It's that time of year! Garden season... May your tomatoes over flow in abundance, and may I help you figure out what to do with them.
The recipe I make for sun dried tomatoes are not only highly flavored, soaked in olive oil with fresh thyme chunks of garlic and an essential oil goodie, but these sun-kissed beauties are a concentrated source of nutrients. Tomatoes provide vitamins C and K, iron, and lycopene, an antioxidant associated with lower risk of certain cancers.
My secret not-so-secret weapon (now) that I add to my sun dried tomatoes is Young Livings Basil Vitality oil. It has a sweet, warm scent and flavor. Using an essential oil gives you a brighter flavor than dried herbs without the hassle of fresh herbs.
Young Living’s Basil Vitality essential oil pairs well with savory foods, but you can also add its sweet, slightly peppery flavor to any meal. You can try Basil Vitality oil with sauces, breads, soups, chicken, or seafood. Or try a sweet concoction like basil-strawberry lemonade. If you want a lighter basil flavor in your dish, dip a toothpick in the oil and swirl it in your preparations.
With that said using essential oils in food is ONLY recommended with Young Living Essential Oils as it is the ONLY brand of essential oils on the market currently approved by the FDA for internal consumption.
To order your own basil essential oil please use this link.
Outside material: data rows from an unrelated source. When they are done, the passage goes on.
PR #1103, opened 2026-07-11
Add Hungarian translation

Nagyhoho1234:
Adds a full Hungarian (Magyar) translation of the UI.

- All 125 strings translated; key structure and format placeholders verified programmatically against the current template (same key set as the recently updated Polski.json).
- Reviewed in a separate linguistic pass for natural, idiomatic Hungarian (consistent informal register, gaming terminology kept where Hungarian players actually use it: drop, stream, etc.).
- Accented characters (including ő/ű) verified to load and render correctly in the tkinter GUI.

Tested by running the miner with the translation active.


DevilXD:
Hello,

Hmm, sure 👍 Thank you for your contribution =)

PR #1114, opened 2026-07-20
Fix UI freeze during maintenance reloads on Wayland/Linux (#1112)

### LINKED ISSUE #1112: UI freeze on GNOME / Wayland after an hour of operation
When running TwitchDropsMiner from source (currerntly  v15-399-g866663c) on Fedora 43 under the GNOME desktop environment (using a default Wayland session), the application UI completely freezes after exactly one hour of runtime.

This issue does not occur when running the exact same configuration on the same machine under KDE Plasma (KWin).

Python enviroment:

aiohappyeyeballs==2.6.1
aiohttp==3.13.2
aiosignal==1.4.0
attrs==25.4.0
frozenlist==1.8.0
idna==3.11
multidict==6.7.0
pillow==12.0.0
propcache==0.4.1
pycairo==1.29.0
PyGObject==3.50.2
pystray==0.19.5
python-xlib==0.33
PyVirtualDisplay==3.0
six==1.17.0
truststore==0.10.4
yarl==1.22.0

Steps to Reproduce

1. Run TwitchDropsMiner from source on a modern GNOME/Wayland Linux desktop (e.g., Fedora 43).
2. Run with verbose logging active: python3 main.py -vvv.
3. Let the application run for over an hour.
4. Observe that the window becomes completely unresponsive.

GDB Backtrace

The attached GDB thread dump shows that, once the application freezes, the GUI thread is blocked inside Tcl/Tk while processing a layout update.

[backtrace.txt](https://github.com/user-attachments/files/30165904/backtrace.txt)

The relevant call chain is:

poll()
  _xcb_conn_wait()
    XIfEvent()
      _XimProtoCreateIC()
        XCreateIC()
          CreateXIC()
            TkDoConfigureNotify()
              ArrangeGrid()
                TclServiceIdle()
                  Tcl_DoOneEvent()

At this point the main Tk event loop is waiting for an X11/XWayland event and never returns to process further UI events.

The remaining Python worker threads are idle, blocked waiting on queue/futex synchronization primitives, which appears to be a consequence of the GUI thread no longer making progress.

Current Workaround

The application runs without issue when fully isolated from GNOME's window manager by forcing it into a virtual headless X server framebuffer using pyvirtualdisplay / Xvfb.

EvilGrinUK:
This PR resolves the UI freeze/hang under Linux desktop environments (such as GNOME/Wayland) during maintenance reloads and heavy interface refreshes (#1112).

Root Cause:

Backtraces showed that calling root.update() forced synchronous geometry calculations (ArrangeGrid). Under Wayland/XWayland, Tkinter attempts to recreate the X Input Context (CreateXIC -> _xcb_conn_wait) and hangs indefinitely waiting for a response from the compositor.

Changes:

1. Non-blocking Event Loop: Replaced root.update() in _poll() with root.dooneevent(DONT_WAIT). This drains pending Tkinter events without allowing Tcl to enter a blocking native poll().
2. XMODIFIERS Fallback: Set os.environ["XMODIFIERS"] = "@im=none" on Linux startup if not already defined to prevent Tkinter from making synchronous XIM calls during widget recreation.

### DIFF
--- a/gui.py
+++ b/gui.py
@@ -2403,12 +2403,15 @@ class GUIManager:
 
     async def _poll(self):
         """
-        Runs the Tkinter event loop via asyncio without blocking the thread.
+        This runs the Tkinter event loop via asyncio instead of calling mainloop.
+        0.05s gives similar performance and CPU usage.
+        Not ideal, but the simplest way to avoid threads, thread safety,
+        loop.call_soon_threadsafe, futures and all of that.
+        
         Uses TKINTER_DONT_WAIT to prevent Tcl/Tk from hanging inside native
         system calls (e.g. X11/Wayland input contexts) during heavy UI redraws.
         """
-        root = self._root
-        do_one_event = root.dooneevent
+        do_one_event = self._root.dooneevent
         # TKINTER_DONT_WAIT (1 << 1) tells Tcl to return immediately 
         # if no events are ready in the queue.
         DONT_WAIT = 1 << 1
--- a/gui.py
+++ b/gui.py
@@ -2403,19 +2403,26 @@ class GUIManager:
 
     async def _poll(self):
         """
-        This runs the Tkinter event loop via asyncio instead of calling mainloop.
-        0.05s gives similar performance and CPU usage.
-        Not ideal, but the simplest way to avoid threads, thread safety,
-        loop.call_soon_threadsafe, futures and all of that.
+        Runs the Tkinter event loop via asyncio without blocking the thread.
+        Uses TKINTER_DONT_WAIT to prevent Tcl/Tk from hanging inside native
+        system calls (e.g. X11/Wayland input contexts) during heavy UI redraws.
         """
-        update = self._root.update
+        root = self._root
+        do_one_event = root.dooneevent
+        # TKINTER_DONT_WAIT (1 << 1) tells Tcl to return immediately 
+        # if no events are ready in the queue.
+        DONT_WAIT = 1 << 1
+
         while True:
             try:
-                update()
+                # Drain pending Tk events non-blockingly
+                while do_one_event(DONT_WAIT):
+                    pass
             except tk.TclError:
-                # root has been destroyed
+                # Root window was destroyed
                 break
             await asyncio.sleep(0.05)
+
         self._poll_task = None
 
     def close(self, *args) -> int:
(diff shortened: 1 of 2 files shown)


EvilGrinUK:
There is a new problem caused by this fix, It gets stuck in an infinite CPU loop inside Python. I am testing a fix for this new issue.

gui.py
```diff
@@ -2403,19 +2403,26 @@ def stop(self):
...
-        0.05s gives similar performance and CPU usage.
-        Not ideal, but the simplest way to avoid threads, thread safety,
-        loop.call_soon_threadsafe, futures and all of that.
+        Runs the Tkinter event loop via asyncio without blocking the thread.
+        Uses TKINTER_DONT_WAIT to prevent Tcl/Tk from hanging inside native
+        system calls (e.g. X11/Wayland input contexts) during heavy UI redraws.
         """
-        update = self._root.update
+        root = self._root
+        do_one_event = root.dooneevent
```
DevilXD:
```suggestion
        do_one_event = self._root.dooneevent
```

gui.py
```diff
@@ -2403,19 +2403,26 @@ def stop(self):
 
     async def _poll(self):
         """
-        This runs the Tkinter event loop via asyncio instead of calling mainloop.
-        0.05s gives similar performance and CPU usage.
-        Not ideal, but the simplest way to avoid threads, thread safety,
-        loop.call_soon_threadsafe, futures and all of that.
+        Runs the Tkinter event loop via asyncio without blocking the thread.
+        Uses TKINTER_DONT_WAIT to prevent Tcl/Tk from hanging inside native
+        system calls (e.g. X11/Wayland input contexts) during heavy UI redraws.
```
DevilXD: Best to preserve the original description here.

```suggestion
        This runs the Tkinter event loop via asyncio instead of calling mainloop.
        0.05s gives similar performance and CPU usage.
        Not ideal, but the simplest way to avoid threads, thread safety,
        loop.call_soon_threadsafe, futures and all of that.
        
        Uses TKINTER_DONT_WAIT to prevent Tcl/Tk from hanging inside native
        system calls (e.g. X11/Wayland input contexts) during heavy UI redraws.
```

DevilXD (commented):
Hello,

Hmm, this seems to still work on Windows at least, so if it fixes the issue for you as well, so be it. Just a couple of touches are needed here and there.

PR #1118, opened 2026-07-30
Improve watch and settings reliability

catbardi:
## Summary

This PR improves reliability in two areas:

- rebuilds Spade watch-event payloads for every send so `client_time` and other stream metadata stay current
- clears a cached Spade endpoint after HTTP 404/410 so the next watch attempt extracts a fresh URL
- makes JSON persistence more resilient with atomic replacement and a last-known-good `.bak` file
- recovers settings/cache data from a valid `.new` or `.bak` file when the primary JSON file is damaged
- adds regression tests for payload freshness and JSON recovery

## Motivation

`Stream._watch_payload`, `spade_payload`, and `gql_payload` were cached properties. As a result, the first generated `client_time` and other mutable event fields could be reused for later watch events.

A Spade URL could also remain cached after Twitch retired it. Separately, malformed settings or cache JSON could prevent the application from starting even when recoverable data was available.

## Implementation details

- watch payload properties are recomputed on access
- HTTP 404/410 invalidates `Channel._spade_url`
- JSON saves are flushed and synced before atomic replacement
- the previous valid file is retained as `<name>.bak`
- load recovery order is `.new`, primary file, then `.bak`
- recovered temporary/backup data is promoted back to the primary path when possible

## Validation

- `python -m unittest discover -s tests -v` — 5 tests passed
- Python bytecode compilation passed
- Windows, macOS, Linux x86_64, and Linux aarch64 builds passed in the fork

### DIFF
--- a/channel.py
+++ b/channel.py
@@ -6,7 +6,6 @@ import json
 import asyncio
 import logging
 from base64 import b64encode
-from functools import cached_property
 from typing import Any, SupportsInt, cast, TYPE_CHECKING
 
 import aiohttp
@@ -43,7 +42,7 @@ class Stream:
         self.title: str = title
         self._stream_url: URLType | None = None
 
-    @cached_property
+    @property
     def _watch_payload(self) -> list[JsonType]:
         return [
             {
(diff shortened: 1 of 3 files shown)


DevilXD:
None of this is necessary here. You didn't make a pilot issue to ask if any of this is even needed - the answer is: it isn't. If you're getting errors because any of this is missing, please make an issue about it instead, detailing what exactly happens first.

PR #1124, opened 2026-08-02
Value filtering based on Exclude and Priority Comboboxes

Jcp22034:
This allows the Comboboxes for both the Exclude and Priority settings to be used to search for game names.

It updates the list every time the user clicks the arrow to open the dropdown and reflects a search term if one is given otherwise it reverts to the original values method.

### DIFF
--- a/gui.py
+++ b/gui.py
@@ -1753,6 +1753,8 @@ class SettingsPanel:
             priority_frame, placeholder=_("gui", "settings", "game_name"), width=30
         )
         self._priority_entry.grid(column=0, row=0, sticky="ew")
+        # update the choices every time the user clicks on the dropdown
+        self._priority_entry.config(postcommand=self.update_priority_choices)
         priority_frame.columnconfigure(0, weight=1)
         ttk.Button(
             priority_frame, text="➕", command=self.priority_add, width=3, style="Large.TButton"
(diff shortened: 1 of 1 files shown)


DevilXD:
Hello,

An interesting concept. I'm willing to accept this in, but with a few changes. For starters, if we're actively managing the dropdown list contents every time once it's expanded, that means all other calls to `update_priority/excluded_choices` need to be removed, as they're no longer needed.

Jcp22034:
I have removed the calls to the `update_priority/excluded_choices` functions that are no longer needed (6 calls). This includes the calls in the `set_games` function. Any other changes can be implemented if there are other improvements to be made point them out and I will get on them.

gui.py
```diff
@@ -1958,19 +1962,29 @@ def update_autostart(self) -> None:
...
-            values=sorted(self._game_names.difference(self._settings.exclude))
+            values=sorted(game_choices)
         )
 
     def update_priority_choices(self) -> None:
+        game_choices: set[str] = self._game_names.difference(self._settings.priority)
+        current_priority_value: str = self._priority_entry.get().strip()
+        # if the priority combobox has a value, check for names that match the current value and only show those in the dropdown
+        if current_priority_value:
+            game_choices = {game for game in game_choices if current_priority_value.lower() in game.lower()}
```
DevilXD: The max line length for this project is 99 characters, and these lines are way too long, so there's some formatting changes needed. This should fit, but please double-check it:

```suggestion
        # if the priority combobox has a value, check for names that match the current value
        # and only show those in the dropdown
        if current_priority_value:
            game_choices = {
                game for game in game_choices if current_priority_value.lower() in game.lower()
            }
```

Jcp22034: The limit is now met for all added lines

Issue #1130, opened 2026-08-06
Building on cachyos (arch)


Kdansky:
I ran into some issues when trying to build on CachyOS.

First off, I didn't have all required libraries (didn't realize that's a build instruction wiki page, my bad).

Next: My distro uses pacman, so the apt commands aren't useful.
I ran

❯ sudo pacman -S --needed ayatana-ido libayatana-indicator libdbusmenu-glib libdbusmenu-gtk3 libayatana-appindicator

But then on line 74-76, the script only checks whether /usr/lib/x86_64-linux-gnu exists, not whether it contains the library. On CachyOS the directory exists but is otherwise empty, so the Debian/Ubuntu multiarch path wins and the Arch-style flat /usr/lib (where the actual libs live) never gets tried.

Also required on arch:

> sudo pacman -S --needed tk

Finally a small fix to build.sh

Remove lines:
    libraries_path: Path = Path(f"/usr/lib/{arch}-linux-gnu")
    if not libraries_path.exists():
        libraries_path = Path("/usr/lib64")
 
Add lines instead:
   candidate_library_paths: list[Path] = [
        Path(f"/usr/lib/{arch}-linux-gnu"),  # Debian/Ubuntu multiarch
        Path("/usr/lib64"),  # Fedora/RHEL
        Path("/usr/lib"),  # Arch and other single-dir distros
    ]
    libraries_path: Path = next(
        (p for p in candidate_library_paths if (p / "libayatana-appindicator3.so.1").exists()),
        candidate_library_paths[0],
    )

Kdansky:
https://github.com/DevilXD/TwitchDropsMiner/pull/1131

I added the build script as a PR for convenience.

PR #1131, opened 2026-08-06
Fix Linux AppIndicator library path detection on non-multiarch distros

Kdansky:
## Summary
- `build.spec` picks the AppIndicator library directory by checking whether `/usr/lib/<arch>-linux-gnu` (the Debian/Ubuntu multiarch path) *exists*, not whether it actually contains `libayatana-appindicator3.so.1`.
- On Arch-based distros (tested on CachyOS) that directory can exist for unrelated reasons (e.g. created by another package as an empty compat dir) while the real libraries live in the flat `/usr/lib`, so the build fails with:
  ```
  ERROR: Unable to find '/usr/lib/x86_64-linux-gnu/libayatana-appindicator3.so.1' when adding binary and data files.
  ```
- This change checks each candidate directory for the actual library file and picks the first one that has it, falling back to the original default if none match (preserving the existing error message/behavior for genuinely missing dependencies).

## Test plan
- [x] Reproduced the failing build on CachyOS (Arch-based) with `libayatana-appindicator` and friends installed via pacman.
- [x] Confirmed `pyinstaller build.spec` now finds the library correctly and proceeds past this step.
- [x] Built from source successfully. 

Disclaimer: I had Claude Code help with writing the code and doing the fork/push/PR, but I did manually review every step and read the code myself (it's just 9 lines).

### DIFF
--- a/build.spec
+++ b/build.spec
@@ -76,10 +76,9 @@ if sys.platform == "linux":
         Path("/usr/lib64"),  # Fedora/RHEL
         Path("/usr/lib"),  # Arch and other single-dir distros
     ]
-    libraries_path: Path = next(
-        (p for p in candidate_library_paths if (p / "libayatana-appindicator3.so.1").exists()),
-        candidate_library_paths[0],
-    )
+    for libraries_path in candidate_library_paths:
+        if (libraries_path / "libayatana-appindicator3.so.1").exists():
+            break
     datas.append(
         (libraries_path / "girepository-1.0/AyatanaAppIndicator3-0.1.typelib", "gi_typelibs")
     )
--- a/build.spec
+++ b/build.spec
@@ -71,9 +71,15 @@ hiddenimports: list[str] = [
 if sys.platform == "linux":
     # Needed files for better system tray support on Linux via pystray (AppIndicator backend).
     arch: str = platform.machine()
-    libraries_path: Path = Path(f"/usr/lib/{arch}-linux-gnu")
-    if not libraries_path.exists():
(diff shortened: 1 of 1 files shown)


Kdansky:
I mentioned some of the issues here, this is just the 9 lines for the build script.

https://github.com/DevilXD/TwitchDropsMiner/issues/1130

build.spec
```diff
@@ -71,9 +71,15 @@ hiddenimports: list[str] = [
...
-        libraries_path = Path("/usr/lib64")
+    candidate_library_paths: list[Path] = [
+        Path(f"/usr/lib/{arch}-linux-gnu"),  # Debian/Ubuntu multiarch
+        Path("/usr/lib64"),  # Fedora/RHEL
+        Path("/usr/lib"),  # Arch and other single-dir distros
+    ]
+    libraries_path: Path = next(
+        (p for p in candidate_library_paths if (p / "libayatana-appindicator3.so.1").exists()),
+        candidate_library_paths[0],
+    )
```
DevilXD: An interesting use of `next`, but this change breaks the previous logic of using `/usr/lib64` as the last resort option. Your change actually implies `/usr/lib` is the actual path that should be used by default instead at first, which contradicts the 0th index default you're using inside the `next` call later.

A loop like this should try all options in order, and break on the first valid one. If the loop runs out instead, the last value assigned to `libraries_path` by the loop will end up being used:

```suggestion
    for libraries_path in candidate_library_paths:
        if (libraries_path / "libayatana-appindicator3.so.1").exists():
            break
```

PR #1147, opened 2026-08-20
feat: Followers tab with Community Points tracking

alex-messer:
Adds a "Followers" tab that lists currently-live followed channels and tracks Community Points for each one.

- New background watchtime loop sends playlist + spade watch signals to every live followed channel every ~60s, keeping watch streaks alive (opt-in: "Extend watch streaks" setting)
- Auto-claims available Community Points bonuses as they appear, both from the CommunityPoints websocket topic and from the periodic watchtime loop (opt-in: "Auto-claim channel points" setting)
- The tab shows channel/game/viewers/title plus points balance, session delta, total earned, bonus claims and streak points; columns are sortable (click to sort, click again to reverse) and double-clicking a row opens the stream in the browser
- Requires the additional user:read:follows OAuth scope to look up followed live channels

Also includes two small unrelated cleanups picked up along the way:
- Guard the truststore import so the app still runs on Python <3.10, where truststore isn't available
- Drop the "(by DevilXD)" suffix from the built executable's filename (cosmetic only, happy to drop this commit-worth of changes if you'd rather keep the original name)


DevilXD:
Hello,

Nobody has asked for this. The point of this miner is to collect drops, not channel points - this was already explained in the project goals. I'd recommend reading that first, instead of creating a PR hoping it's gonna get merged - it won't.

PR #1154, opened 2026-09-02
Add claim logs and manual.txt update

IBangedMyToaster:
Added an info log when a claim occurs to better reflect the OutputConsole. Additionally, I added the claimed drop information, separated by a pipe `|`, with the individual values delimited by semicolons `;` so the log data can be parsed and processed more easily.

An example claim-log would look like the following:
`Claimed drop: Albion Online 2x Dragonfire Chest (1/1)|game=Albion Online;drop=2x Dragonfire Chest;campaign_progress=1/1`

Updated the manual.txt log entry and reordered the entries into a more logical structure.

### DIFF
--- a/inventory.py
+++ b/inventory.py
@@ -173,11 +173,22 @@ class BaseDrop:
                 f"{self.rewards_text()} "
                 f"({self.campaign.claimed_drops}/{self.campaign.total_drops})"
             )
+            claim_text_single_line = claim_text.replace('\n', ' ')
+
             # two different claim texts, becase a new line after the game name
             # looks ugly in the output window - replace it with a space
             self._twitch.print(
-                _("status", "claimed_drop").format(drop=claim_text.replace('\n', ' '))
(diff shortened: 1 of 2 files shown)


DevilXD:
Hello,

I'm sorry, but this change isn't something I'm willing to accept for this project. The logger output is logged in the output window and the log file simultaneously, so this change doesn't impact the log file only, but the output window as well, and there's many people (like me) running the miner with the `CALL` level logging enabled already, so we'd see this in the output window all the time.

To make the sun dried tomatoes I used my dehydrator and followed these steps.
- Slice tomatoes into uniform thickness (so they dry at about the same rate). I then seasoned generously with dry herbs.
- Place on dehydrator trays (using non-stick sheets) or on a cookie sheet if using your oven. Once they are partially dry (i.e. not "goopy" anymore, remove the non-stick sheets and dry directly on the rack for quicker drying.
- Dry until no moisture remains, but tomatoes are still flexible. (Don't worry - if they get stiff and dry, they still taste great! They are going to soak in olive oil goodness)
- Store in an airtight container, filled with olive oil, chunks of garlic, and fresh thyme from my garden AND ONE drop of basil Young Living essential oil in a dark and dry space.
And then enjoy for upto 2 months (mine never last this long), for a longer shelve life canning method is highly suggested.